Supplied records START

PR #767, opened 2022-08-01
Enable custom allocation

wsmoses:


vchuravy (approved):

wsmoses:
@jedbrown while the immediate motivation for this custom tape allocation mechanism is to better inter operate with Julia GC, I remember a discussion about using a custom allocation function from your end as well that we should make sure can work with this.

jedbrown:
Thanks @wsmoses. Will there be an example (test or docs) of how to access this feature from C/C++? It's hard for me to interpret from the implementation code.

wsmoses:
Yeah this isn't yet accessible from a user facing API (currently designing pieces and trying to see what various requirements there are).

Presently the 2-3 functions desired are:
* typed allocation (Eg allocate X of type Y) which takes the type, alignment, and element count
* free
* optional enlarge existing allocation (which will fall back to the amortized power of two), which takes the current and next size, alignment, and previous allocation.

The type requirements from Julia are because we need to determine which objects need to be marked by the GC. (The corresponding malloc staging example of this at an internal API level is here: https://github.com/EnzymeAD/Enzyme.jl/pull/396)

My question for you presently is what information / context would be necessary or useful.

jedbrown:
How does this compose with vectorization? Like if you write a pointwise function and expect it to get inlined and vectorized, would you get a callback to allocate enough items for the vector length, with lanes interlaced for SIMD load/stores?

```c
static inline double f(double a, double b) {
    return ...; // expensive
}
for (int i=0; i<n; i++) { // we expect this loop to vectorize
    c[i] = f(a[i], b[i]);
}
```

And on GPU, is there any way that this interface would help the host do the allocation, or does it have to be allocated within a kernel?

wsmoses:
Regarding the vectorization comment, that's related though probably not going to be addressed through this interface. The vectorization part is more of a "should this part of the cache be a struct of arrays/array of structs", which we should add separately.

As for the GPU part -- yes. As an example one could preallocate a large chunk of GPU memory on the host, and then define the "allocator" function within the GPU to use memory from that block.

The GPU allocation would also benefit from allocation hoisting at a interprocedural level (currently this is done within a function across loops) -- which would be a separate but related part.

jedbrown:
Cool, so I think to make use of that, one would need a context (could hold the start of the buffer that was preallocated on the host) and an index (like a thread id, but I think it's better to allow the caller to compute an application-relevant index rather than having the allocator directly checking `threadIdx` and `blockIdx`, which requires making assumptions). Is that what you're thinking?

PR #769, opened 2022-08-02
Custom function-like registration

wsmoses:


LeilaGhaffari (approved):
This is working with our application code. Thanks for your help, @wsmoses !

PR #775, opened 2022-08-05
Expm1

wsmoses:
The derivative of expm1 behaves exactly like exp


ZuseZ4 (approved):

enzyme/Enzyme/InstructionDerivatives.td
```diff
@@ -107,3 +107,9 @@ def : CallPattern<(Op $x),
                   ["exp10"],
                   [(FMul (FMul (DiffeRet<"">), (Call<(SameFunc), [ReadNone,NoUnwind]> $x) ), (ConstantFP<"2.30258509299404568401799145468"> $x))]
                   >;
+
+// TODO replace with intrinsic call to exp
```
wsmoses, line 111: @ZuseZ4 do you have an ETA on intrinsic call support in tablegen. This is a direct use case where calling an intrinsic (exp) would be useful. Without it we fall back to calling expm1 and add 1.

ZuseZ4: done

PR #1391, opened 2023-08-29
fix a control flow bug

tthsqe12:
@wsmoses I am trying to fix some bugs in Enzyme. There are at least two bugs in `__enzyme_reverse` in play here:
1. `getDynamicLoopLimit` creates an undefined value if the loop induction variable does not belong to the immediate predecessor. Here, if `f` is exited via `B`, then `A`'s loop induction variable is the one that becomes undefined in the block of code called `return.loopexit`. I see nothing wrong with "fixing" this the way I did here.
2. The previous bug occurs in the forward portion of `__enzyme_reverse`. There is also a bug in the reverse portion, whereby `A`'s induction variable (iv ac) is simply reading junk from an uninitialized alloca. The code responsible for making this decision is `ComputeIndexOfChunk`. However, I could not infer what your intentions were with this part of the code, so I have not tried to fix it.

The executable crashes with -O0, but higher optimizations may mask the junk values.

### DIFF
--- a/enzyme/Enzyme/CacheUtility.cpp
+++ b/enzyme/Enzyme/CacheUtility.cpp
@@ -459,11 +459,7 @@ llvm::AllocaInst *CacheUtility::getDynamicLoopLimit(llvm::Loop *L,
     auto Limit = B.CreatePHI(found.var->getType(), 1);
 
     for (BasicBlock *Pred : predecessors(ExitBlock)) {
-      if (LI.getLoopFor(Pred) == L) {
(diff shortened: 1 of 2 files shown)


tthsqe12:
I can do that, but the given C code and clang 15 should be sufficient to reproduce everything exactly.

tthsqe12:
It turn's out that Enzyme has changed a bit since I last looked at this bug, so my analysis is not completely accurate anymore. In particular, the 'fix' doesn't fix the first problem anymore. I am moving this to an issue.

Supplied records END

▶ Directions
Lines holding the word "alignment": say how many there are in the data, and nothing more.

▶ Result of this exercise
2